**Problem to solve:**
Every record is to be printed exactly as it appears.

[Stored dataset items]
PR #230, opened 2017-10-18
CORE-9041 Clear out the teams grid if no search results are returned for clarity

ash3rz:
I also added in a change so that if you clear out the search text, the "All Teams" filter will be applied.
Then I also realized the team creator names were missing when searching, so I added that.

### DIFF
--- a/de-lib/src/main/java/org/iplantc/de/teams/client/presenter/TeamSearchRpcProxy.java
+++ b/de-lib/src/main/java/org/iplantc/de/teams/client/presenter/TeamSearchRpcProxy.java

**Response area:**
PR #230, opened 2017-10-18
CORE-9041 Clear out the teams grid if no search results are returned for clarity

ash3rz:
I also added in a change so that if you clear out the search text, the "All Teams" filter will be applied.
Then I also realized the team creator names were missing when searching, so I added that.

### DIFF
--- a/de-lib/src/main/java/org/iplantc/de/teams/client/presenter/TeamSearchRpcProxy.java
+++ b/de-lib/src/main/java/org/iplantc/de/teams/client/presenter/TeamSearchRpcProxy.java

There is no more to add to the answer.